According to Ciplickas: “Security has many aspects, but some techniques and tests used to optimize reliability can provide tools to improve security. For example, debug monitors or drift and shift monitors can detect certain types of attacks, regardless of Is it detected at t = 0, or is it anomalous behavior or drift detected in the field. These monitors are already used for system operation and optimization, and there is an associated infrastructure between the two, although they are applied in very different ways .”

“It’s an opportunity to use the data, because the more valuable the data you provide, the better the signature of the chip,” Carmel said. “Ultimately, that data will help you understand if there is an anomaly. This may be more useful for shutting down the vehicle in question.” Urgency. Using deep data, you can create 24/7 fleet visibility and identify issues as soon as they occur.”

Now, with the sheer amount of data moving through automotive systems, is it really possible to detect a very slight anomaly?

Carmel continued: “Deep data based on general chip telemetry provides insight into the operation, performance, reliability margins and performance degradation of actual chips and systems. This real-world data does not depend on the transfer of contacts, but is dependent on the output of field operations.”

Ciplickas said: “With regard to signal and noise, the industry has developed techniques to find the signal. If you look at the sensor data on the device while processing the wafer or wire bonding, you can get all kinds of signals. In these The anomalies found in the signal are sometimes tiny blobs of light. Using machine learning techniques, those tiny blobs can be found in an otherwise ‘good’ sea of ​​noise. Rather than thinking of it as a device that makes wafers Seeing as a system operating in the field, it is possible to understand these tiny spots of light.”

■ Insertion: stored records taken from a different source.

PR #480, opened 2016-11-08
Slack Events api

### LINKED ISSUE #438: Support for the Slack Events API

jonchurch:
Had to resubmit this because I somehow got the other branch into a non-repairable headless state that github support advised I abandon ¯\_(ツ)_/¯ 

Receive Events API events at the webhook setup by `createWebhookEndpoints()`

EDIT: `startTicking()` is now called for you when wehbhook endpoints are created 
<s>Use `controller.startTicking()` when running bot to enable conversations</s>

Would like feedback on Bot Identity management without RTM. I'm saving bot identity to team storage when a user completes oauth flow, and looking it up from storage each time an Events API request is received.

closes #438


sundeepgupta:
Read the changelog earlier and the latest 4.1 release already support the Events API - no?

jonchurch:
Nope! It was mostly small fixes in 4.1
Biggest slack change was defaulting to Web API for sending messages, which is a separate issue from receiving events from Events API at a webhook.

Any feedback @sundeepgupta?
I still need to better explain subscribing to events in the docs. For example, a file shared into a channel the bot is in will generate a message event (assuming the bot is subscribed to messaging events) that has a subtype filed with a value of `file_share`. This is representative of the message slack sends into the channel. Botkit will trigger any message with a subtype as an event of that subtype. So now we can listen to `file_share` events. However, there is a separate permission in the Events API that is fired whenever a file is shared anywhere on a team. That will fire a `file_shared`(notice the d) event from the Events API, and botkit will fire `file_shared` when receiving this event. However the `file_shared` event is generated under a different permission, and contains different information than `file_share`(which at this point has much more data about that file than `file_shared`). 

I left it this way because that's how Botkit did it before, but this would likely be very confusing unless explained well in the docs.

sundeepgupta:
@jonchurch I've yet to learn about Events API and haven't looked at your PR, sorry. Thought I'd just check to make sure this wasn't duplicated effort but I obviously mis-understood the changelog.

lib/SlackBot.js
```diff
@@ -118,6 +118,73 @@ function Slackbot(configuration) {
...
+                }
+                // let's normalize some of these fields to match the rtm message format
+                message.team = req.body.team_id;
+                message.events_api = true;
+                message.authed_users = req.body.authed_users;
+                slack_botkit.findTeamById(message.team, function(err, team) {
+                    if (err || !team) {
+                        slack_botkit.log.error('Received Events API message, but could not load team');
+                        if (err) {
+                            slack_botkit.log.error(err);
```
colestrode: if you return here, then you save yourself the if and keeps the indentation flatter.

lib/SlackBot.js
```diff
@@ -118,6 +118,73 @@ function Slackbot(configuration) {
...
+                        // Identify the bot from either team storage or identifyBot()
+                        bot.team_info = team;
+                        bot.identity = team.bot.identity;
+
+                        if (team.bot.identity == undefined || team.bot.identity.id == null) {
+                            // API call to slack to identify bot user
+                            bot.identifyBot(function(err, identity) {
+                                bot.identity = identity;
+
+                                if (req.body.event.type === 'message') {
```
colestrode: this logic is duplicated, could we make this a function?

lib/SlackBot.js
```diff
@@ -118,6 +118,73 @@ function Slackbot(configuration) {
...
+                        }
+                    } else {
+                        var bot = slack_botkit.spawn(team);
+                        // Identify the bot from either team storage or identifyBot()
+                        bot.team_info = team;
+                        bot.identity = team.bot.identity;
+
+                        if (team.bot.identity == undefined || team.bot.identity.id == null) {
+                            // API call to slack to identify bot user
+                            bot.identifyBot(function(err, identity) {
```
colestrode: what happens if there is an error identifying the bot?

examples/slackbutton_bot.js
```diff
@@ -27,8 +27,8 @@ This is a sample Slack Button application that adds a bot to one or many slack t
 /* Uses the slack button feature to offer a real time bot to multiple teams */
 var Botkit = require('../lib/Botkit.js');
 
-if (!process.env.clientId || !process.env.clientSecret || !process.env.port) {
-  console.log('Error: Specify clientId clientSecret and port in environment');
+if (!process.env.clientId || !process.env.clientSecret || !process.env.port || !process.env.redirectUri) {
```
jonchurch: This was actually part of a PR from #458, which I realize now was not necessary.
You are correct, redirectUri is not required here, I misunderstood their issue. 
Removing

benbrown:
This got merged in to #500 and is now released! Thanks @jonchurch and @colestrode and @sundeepgupta and @peterswimm for your attention to this!!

Jay Rathert, Advanced Director of Strategic Partnerships at KLA, said: “The biggest challenge is not seeing the defects themselves, but understanding which defects are relevant and which may be potential defects. It is valuable to connect design and improve testing. The closer the two are, the better And have an iterative or collaborative, aligned dataset, the better you can understand what inputs and outputs need to happen on the chip. We need to bridge design and test and eliminate all kinds of problems in the product life cycle .”

Using upstream data to understand downstream signals is a very powerful technique that can help predict potential problems.

“People tend to tend to look at predictive models, but they ignore the fact that the feature set — actually contributes a lot to the ability to predict things,” Baruch said. “It can filter noise, discover what’s important and what’s not, and any What is the root cause of the problem. We often use a shift-left model (putting tests at the end of the traditional software development process to the premise). To avoid looking for a needle in a haystack, a good model can help you discover what is a priority problem , as long as you decide which angle to look at. You build these models, you predict something, and you need some people to fix the wrong properties in those models.”

It’s far from the time to build fully self-driving cars

ADAS and autonomous driving don’t seem to be the same thing. To get into fully autonomous driving, one must start thinking about system-of-systems (SoS) collaboration. What happens if cars use different generations of chips and software?

“The fundamental point of going from ADAS to AV is to understand what kind of failures they have experienced,” Carmel said. “Ultimately, the performance envelope needs to be defined. Every vehicle has its own performance envelope because it has different hardware, different software, different level. When you know exactly how to define this performance range and create a balance between reliability and safety, you can control the fleet. Using deep data, we can define the independent function and outline an autonomous driving hierarchy.”